O sínodo é uma derivação e aplicação da encíclica Laudato Si’. Isso significa que devemos respeitar esse imenso bioma (ecossistema) nos 9 países, em sua singularidade, em suas culturas, em suas línguas. Como os primeiros cristãos fizeram sua síntese da fé cristã com a cultura greco-latina, assim devem fazer seu percurso. Criar verdadeiramente uma eclésio-gênese. Não é mais uma igreja ocidental, mas indígena, afro-latino-americana, com elementos da tradição europeia do tempo das coloniais.

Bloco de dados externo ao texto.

PR #269, opened 2023-07-24
fix issue: incorrect subscribe scene of share subscribe.

x20080406:
scene:
cl1 subscribe with filters: $SHARE/g1/a/b/c; a/b/c
cl2 subscribe with filter: $SHARE/g1/a/b/c
cl3 publish a message with topic a/b/c through broker. 

actully: cl1 always receive message. but sometimes cl2 receive message. 
correct: cl2 never receive message. cl1 receive message.

I have a test on emqx. it's correct, cl2 never receve message.

@mochi-co please review.

### DIFF
--- a/topics.go
+++ b/topics.go
@@ -251,10 +251,16 @@ type Subscribers struct {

Precisamente neste documento são propostos novos caminhos pastorais para a Igreja na Amazônia. Por exemplo, há uma parte que pode levar a uma nova visão dos ministérios. Em especial o ministério ordenado. Os conservadores estão atacando esse ponto. Você acha que o Sínodo será capaz de resistir?
O Papa Francisco tem uma imensa liberdade interior e coragem para abrir novos caminhos. Eu acredito que serão consagrados verdadeiros presbíteros indígenas. Apoio o Bispo Erwin Kräutler, amigo do Papa, que também defende ordenar as mulheres. Ele diz que, em sua diocese, uma das maiores do mundo, às margens do rio Xingu, as mulheres fazem tudo o que um sacerdote faz. Por que não permitir também a ordenação presbiteral para as mulheres?
Os grandes teólogos como Karl Rahner e Luigi Sartori escreveram que não há nenhum dogma ou doutrina que impeça de dar esse passo. Todas as outras igrejas já o fizeram, incluindo os judeus. A igreja católica romana não pode continuar sendo uma ilha de patriarcalismo e antifeminismo. O Espírito insta a Igreja a tomar essa decisão, por amor aos povos mais afastados do mundo. Deus poluit, decuit, ergo feci.
Reunião em San Miguel-AR, de 23-29/02/1972. Foto: Twitter Leonardo Boff
Última pergunta: o Papa Francisco está dando uma virada na Igreja no sinal de “Igreja em saída” e de sinodalidade. Sabemos que os inimigos de Francisco, que não são apenas eclesiásticos, estão fazendo o máximo para limitar a força de suas reformas. Você acredita que o caminho assumido por Francisco seja irreversível?
Penso que o Papa Francisco tenha inaugurado uma nova genealogia de Papas que vêm de fora do velho cristianismo europeu, onde vivem apenas 25% dos católicos. Nós nas Américas somos 64%. Os outros estão na África e na Ásia. Chegou a hora, em minha opinião, de que o caminho do cristianismo no mundo globalizado será feito a partir dessas novas igrejas, que já têm sua maturidade, sua teologia e sua liturgia. Aqueles que são contra o Papa e o Sínodo são todos “hereges”, no sentido originário da teologia. A heresia não era, inicialmente, uma questão de doutrina, mas de unidade da Igreja. Aqueles que são contra o Sínodo e o Papa Francisco rompem essa unidade. São realmente hereges no sentido verdadeiro e originário da palavra.